The IRS finally released its eagerly-awaited updates to Section 199A, and while the latest version of the code faces its final edits, the time of speculation is over. Commercial real estate agents and investors now get a chance to see who is able to take the 20 percent deduction on qualified business income. This information will help commercial agents to guide their clients toward new purchases and allow investors to adjust their strategy accordingly.
Section 199A in a Nutshell
The Trump Administration’s Tax Cuts and Jobs Act brought about a substantial tax reduction for regular corporations, bringing down the highest maximum tax rate from 35 percent to 21 percent. Since these rate reductions only affect C corporations, Congress wanted also to provide some tax relief to entities with pass through taxation — i.e., LLCs, partnerships, S corporations, estates, and trusts.
The Section 199A deduction is (1) the lesser of the following three amounts combined
- A deduction of up to 20 percent of qualified business income (QBI) from a domestic business structure with pass through taxation.
- A 20 percent deduction on the dividends from a qualified real estate investment trust (REIT)
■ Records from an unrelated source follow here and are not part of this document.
PR #14550, opened 2021-07-27
Remove mutexes from Logging

jsteemann:
### Scope & Purpose

PR that tries to remove mutexes from initialization, shutdown and flushing of the Logger.
The problem with the mutexes is that they are held for the duration of the mentioned functions, and at the same time may be entered by a signal handler. In this case things may deadlock.

The change in this PR is to remove the `_initializeMutex` entirely, and instead use the `_active` and `_loggingThread` variables atomically. This should be safer and reentrant.

#### Backports:

- [x] No backports required

### Testing & Verification


lib/Logger/Logger.cpp
```diff
@@ -704,64 +714,62 @@ void Logger::append(LogGroup& group,
...
                                    "Logger already initialized");
   }
 
   // logging is now active
-  TRI_ASSERT(_active);
-  
   if (threaded) {
-    _loggingThread = std::make_unique<LogThread>(server, ::LogThreadName);
-    if (!_loggingThread->start()) {
+    auto loggingThread = new LogThread(server, ::LogThreadName);
```
jsteemann, line 724: Can we make it a unique_ptr again? Otherwise we may leak it if `loggingThread->start()` fails. It's not highly important because the program will abort then anyway, but just out of habit we should not use raw `new` ops if avoidable.
```suggestion
    auto loggingThread = std::make_unique<LogThread>(server, ::LogThreadName);
```

lib/Logger/Logger.cpp
```diff
@@ -704,64 +714,62 @@ void Logger::append(LogGroup& group,
...
+    if (!loggingThread->start()) {
       LOG_TOPIC("28bd9", FATAL, arangodb::Logger::FIXME)
           << "could not start logging thread";
       FATAL_ERROR_EXIT();
     }
-  }
   
-  // generate threaded logging?
-  _threaded = threaded;
+    _loggingThread.store(loggingThread, std::memory_order_release);
```
jsteemann, line 731:
```suggestion
    _loggingThread.store(loggingThread.release(), std::memory_order_release);
```

lib/Logger/Logger.cpp
```diff
@@ -704,64 +714,62 @@ void Logger::append(LogGroup& group,
...
+  if (!_active.exchange(false, std::memory_order_acquire)) {
+    // if logging not activated or already shut down, then we can abort here
     return;
   }
+  // logging is now inactive
 
-  TRI_ASSERT(!_active);
-
+  // reset the instance variable in Logger, so that others won't see it anymore
+  auto loggingThread = _loggingThread.exchange(nullptr, std::memory_order_relaxed);
```
jsteemann, line 747: I think `loggingThread` will be a raw pointer here, so it will be leaked once the function ends. Can we capture in a unique_ptr, so that whenever we exit this function, we'll destroy it.
```suggestion
  auto loggingThread = std::unique_ptr<LogThread>(_loggingThread.exchange(nullptr, std::memory_order_relaxed));
```

lib/Logger/Logger.h
```diff
@@ -343,6 +338,19 @@ class Logger {
   static std::string _outputPrefix;
   static std::string _hostname;
 
-  static std::unique_ptr<LogThread> _loggingThread;
+  struct ThreadRef {
+    ThreadRef();
```
jsteemann, line 342: Shall we declare this struct as non-copyable in addition? Currently it is never copied nor moved, but explicitly forbidding it feels better.

mpoeter: Done

mpoeter (approved):

cpjulia (approved):
LGTM

PR #14553, opened 2021-07-28
attempt to pacify clang-1100

jsteemann:
### Scope & Purpose

Devel port: https://github.com/arangodb/arangodb/pull/14554

Attempt to pacify specific clang compiler version. This is just a workaround and may not fix the problem.

#### Backports:

- [x] No backports required

### Testing & Verification


mchacki (approved):
LGTM.

I think right now we do not move it at all.
However I do not see a reason why it should not be default movable.
But as this I not required right now I am fine with merging this pr.

KVS85 (commented):
LGTM.

PR #17096, opened 2022-09-15
[PREGEL] Use future for cleanup

jvolmer:
This PR uses futures for the worker cleanup (cleanup is the deletion of workers. it is happening either after storing or - if the workers still exist - after canceling).
The PR also separates the cleanup request to a worker into two requests: store and cleanup. This makes it more clear what is happening: When storing, first the store request is send to the workers, then the cleanup request. When canceled, only the cleanup request is send.
I also fixed a deadlock when shutting down.


arangod/Pregel/Conductor/States/CanceledState.cpp
```diff
@@ -17,58 +18,63 @@ Canceled::Canceled(Conductor& conductor, std::chrono::seconds const& ttl)
...
-        });
-  }
+  _cleanupUntilTimeout(std::chrono::steady_clock::now())
+      .thenValue([&](auto result) {
+        if (result.fail()) {
+          LOG_PREGEL_CONDUCTOR("f8b3c", ERR) << result.errorMessage();
+          return;
+        }
+
+        if (conductor._inErrorAbort) {
```
romanatarango, line 72: No message here?

arangod/Pregel/PregelFeature.cpp
```diff
@@ -480,15 +481,22 @@ void PregelFeature::start() {
...
+      conductors.emplace_back(it.second.conductor);
+    }
+    for (auto it : _workers) {
+      it.second.second->cancelGlobalStep(VPackSlice());
+    }
   }
-  for (auto it : _workers) {
-    it.second.second->cancelGlobalStep(VPackSlice());
+
+  // delete all conductors and workers
```
romanatarango, line 496: why also workers?

romanatarango (approved):
lgtm

PR #17099, opened 2022-09-15
Fixed issue BTS-1023

jsteemann:
### Scope & Purpose

Fixed issue https://arangodb.atlassian.net/browse/BTS-1023:

  Added Linux-specific startup option `--use-splice-syscall` to control
  whether the Linux-specific splice() syscall should be used for copying
  file contents. While the syscall is generally available since Linux 2.6.x,
  it is also required that the underlying filesystem supports the splice
  operation. This is not true for some encrypted filesystems, on which
  splice() calls thus fail.
  By setting the startup option `--use-splice-syscall` to `false`, a less
  efficient, but more portable user-space file copying method will be
  used instead, which should work on all filesystems.
  The startup option is not available on other operating systems than Linux.

- [x] :hankey: Bugfix
- [ ] :pizza: New feature

### Checklist

- [x] Tests
  - [ ] **Regression tests**
  - [ ] C++ **Unit tests**
  - [x] **integration tests**
  - [ ] **resilience tests**
- [x] Backports
  - [x] Backport for 3.10: https://github.com/arangodb/arangodb/pull/17098
  - [x] Backport for 3.9: https://github.com/arangodb/arangodb/pull/17109
  - [ ] Backport for 3.8: -

#### Related Information

- [ ] Docs PR: 
- [ ] Enterprise PR:
- [x] GitHub issue / Jira ticket: https://arangodb.atlassian.net/browse/BTS-1023
- [ ] Design document:


lib/ApplicationFeatures/FileSystemFeature.cpp
```diff
@@ -0,0 +1,56 @@
...
+void FileSystemFeature::collectOptions(
+    std::shared_ptr<ProgramOptions> options) {
+#ifdef __linux__
+  // option is only available on Linux
+  options
+      ->addOption("--use-splice-syscall",
+                  "Use the splice() syscall for file copying (may not be "
+                  "supported on all filesystems",
+                  new BooleanParameter(&_useSplice),
+                  options::makeFlags(Flags::DefaultNoOs, Flags::OsLinux))
```
Simran-B, line 45: Heretical question: What is the OS flag good for if a pre-processor directive removes the entire code path?
This is mainly a problem for options that Windows and/or macOS only.

jsteemann: It is probably still good for tools that, if run on Linux, will otherwise not know that the flag is Linux-specific.

Simran-B: If a not-implemented fatal error would be thrown on unsupported OSes, wouldn't that be like the status quo where the server refuses to start if an unknown startup option is passed? (I'm not sure how difficult or cumbersome that would be to implement, but it seems like a sensible middleground)

jsteemann: Why would anyone set the option on a non-Linux OS?
It is a _new_ option, so no existing deployment will use it yet, and users need to opt in.
And the documentation clearly states that it is Linux-only.

MBkkt (approved):

cpjulia (approved):
LGTM

PR #17102, opened 2022-09-15
Disable frequently failing soft shutdown pregel test

markuspf:
### Scope & Purpose

Disable the frequently hanging `test-soft-shutdown-pregel-cluster` test while debugging is in progress.


jsteemann (approved):
LGTM!

PR #17105, opened 2022-09-15
[PREGEL] Use future to collect results

jvolmer:
This PR uses futures to collect pregel results.
Collect pregel results is called either from Functions via AQL or from v8-collection via JS. I simplified the calls in both (Functions and v8-collections) by adding a function to the pregel feature that gets the results if available.


romanatarango (approved):
lgtm

PR #17110, opened 2022-09-15
Disable frequently failing pregel test... correctly

markuspf:
### Scope & Purpose

We try doing what we wanted in #17102  just actually disable the test.


jsteemann (approved):
LGTM!

PR #17123, opened 2022-09-17
Update fmt to version 9.1.0

markuspf:
### Scope & Purpose

Update fmt to 9.1.0; 

This requires a small fix in the LogicalCollection code: automatic use of `ostream<<` for `fmt` has been deprecated because of problems with ODR violations.

Two options exist: either explicit formatter specialisation with a helper struct `ostream_formatter` or using `fmt::streamed`; the latter seemed less intrusive for now.


jsteemann (approved):
LGTM

markuspf:
Thanks!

- A 20 percent deduction from qualified publicly traded partnership (PTP) income.
or (2) “an amount equal to 20 percent of the excess (if any) of taxable income of the taxpayer for the taxable year over the net capital gain of the taxpayer for the taxable year.”
In order to qualify for the deduction, taxpayers must meet certain income eligibilities and safe harbor rules. The deduction is for taxpayers whose income falls below a certain threshold, $315,000 for returns filed jointly and $157,000 for single or head of household filers. There may be limited deductions for taxpayers over these thresholds.
The deduction is equal to the lesser of 20 percent of the taxpayer’s QBI plus 20 percent of qualified REIT dividends and PTP income, minus any net capital gains. The amounts will be adjusted for inflation.
One Clear Winner: REITs
REITs emerge as a clear-cut winner in the new tax code, in the sense that Section 199A offers a sure and uncomplicated deduction for this investment, effectively reducing the top taxation rate on REITs from 37 to 29.6 percent. Unlike direct real estate investment, which needs to meet certain safe harbor rules in order to qualify, REITs are not only substantially easier to qualify for the full deduction; they now bring tax benefits that are comparable to long-term capital gains.
Thus, commercial real estate investors should give REITs a fresh look on two levels. First, are they a better long-term investment than directly-held commercial property, which may not qualify for the deduction? Second, where is it more advantageous to hold REITs as an investment? Thanks to the Section 199A deduction, it may better to have them outside a traditional retirement portfolio.
Implications for the Real Estate Rental Market
When Section 199A first passed through the Senate, the deduction was limited to “50% of W-2 wages,” which would have excluded many commercial real estate investors from benefiting. Since then, the committee added an alternate limitation: “25% of W-2 wages plus 2.5% of the unadjusted basis of ‘qualified property.'” This allows real estate investors to substitute property value for W-2 wages, effectively giving real estate investors an “in.”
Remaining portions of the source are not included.